The discussion of the document has been muted, in part because the document is not a standards declaration or contract attached to any action or entity. Instead, it serves as a simple statement of principles that almost any cloud participant would agree with--at least publicly. However, the process in which it was brought into existence has been debated ferociously and may signify a changing of the guard in the standards world.

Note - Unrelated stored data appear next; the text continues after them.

PR #39, opened 2020-07-19
Docker image

Ripsnapper:
The Docker image contains the arm gcc toolchain 2019q3
and the NRF SDk 15.3.0_59ac345.

The build script currently builds the docker Image if not present.
Then it starts the container with the current directory mounted
which then runs cmake and make.

Flashing with this image does not work yet but that should be possible.

### DIFF
--- a/docker/Dockerfile
+++ b/docker/Dockerfile
@@ -1,0 +1,28 @@
+FROM debian:10.4 
+
+ARG UNAME=user
+ARG UID=1000
+ARG GID=1000
+
+COPY checksums.md5 .
+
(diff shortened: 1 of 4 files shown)


JF002:
Thank you for this pull request! I was thinking about writing this kind of script!

Could you please add documentation about how to use it? You could maybe add an item in the list *Build, flash and debug* (Readme.md) and a new file buildWithDocker.md in the *doc* folder?

I tried to use it, it built the docker image and started the container, but CMake complained that -DNRFJPROG was not specified.

JF002:
Closing because I received no answer since end of July, and because another docker build has been integrated.

PR #40, opened 2020-07-20
Music

piggz:


JF002:
Thanks, great app and works out of the box with the application Media in SailfishOS on PinePhone!

PR #41, opened 2020-07-21
Correct including path

memiks:
Hi JF002,

When I tried to compile the new code, I was not able since you include "sdk/" in your path, and mine is in another folder.
So I corrected headers inclusion

BR,
Memiks.


JF002:
Thanks for this pull request!
I really have to find a wait to prevent this kind of error (this is not the first time I commit wrong include path...).

PR #47, opened 2020-07-25
Fixed typo, fixed caps and clarified one line more + iOS caps fix (not IoS)

DRG-developer:
I don't know what you mean with line 86, because it's the same as, or different than. I just assumed the same as

Basically i did nothing that would actually help the project, but since i don't own the skills or a pinewatch to contribute code (i can't even write a wayland compositor yet, and my only watch related projects are 2 garmin watchfaces with 8k combined downloads) ai did this, to at least help you guys with something.

And i do not expect/want to appear on this list of peolle, as i did nothing useful.


JF002:
Thanks for this PR, which I personally consider useful. As you have already noticed, I'm not that good at writing docs in English, and I'm happy that people take some time to improve them!

PR #61, opened 2020-09-07
Hardcoded sdk

jacobrosenthal:
I was going through the guide and was forced to move and rename my sdk directory


JF002:
Hi, thanks for this PR and sorry for the delay! 
This #include error should be already fixed in the branch ```develop```. Could you have a look and confirm it works for you?

PR #64, opened 2020-09-23
Update buildAndProgram : Use latest ARM-GCC toolcahain to build.

Rajssss:
Using the older (8.x.x) version of toolchain causes unexpected "template" errors, So we should always use version 9.x and above.


JF002:
Thanks!

PR #68, opened 2020-10-02
Rename folders to follow a consistent style

Avamander:
This PR renames most of the inconsistent folders (`FreeRTOS` was left) and fixes the imports that were broken.


JF002:
Thx for this huge PR!

`FreeRTOS` is the folder name used in the NRF52-SDK, we better not rename it :-)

What is perhaps more interesting, however, is the list of signatories to the document. The list below is official as of Monday morning, according to my contact at IBM:

IBM
Sun Microsystems
VMWare
AT&T
Telefonica
Cisco Systems
EMC
SAP
Advanced Micro Devices
Elastra
rPath
Juniper Networks
Red Hat
Hyperic
Akamai
Novell
Sogeti
Rackspace
RightScale
GoGrid
Aptana
CastIron
EngineYard
Eclipse
SOASTA
F5
LongJump
NC State
Enomaly
Nirvanix
OMG
Computer Science Corp.
Boomi
Reservoir
Appistry
Heroku

Note that the "big four" of cloud computing, Amazon.com, Microsoft, Google and Salesforce.com, are not signatories. However, several major players are on it, including my employer, Cisco--as well as EMC, Sun, VMware, and a host of key start-ups and established vendors throughout the industry.

There is a Cloud Computing Interoperability Forum meeting scheduled to be held Monday night in conjunction with Cloud Expo in New York City in which many, if not all of the signatories, and several that refused to sign (including Microsoft) will gather to talk about the future of cloud standards.

This could either be a historic meeting--or the final nail in the Manifestogate coffin.

The document itself is available on Scribd, or as a PDF from the official Opencloudmanifesto.org site or Perry's Thinking Out Cloud blog.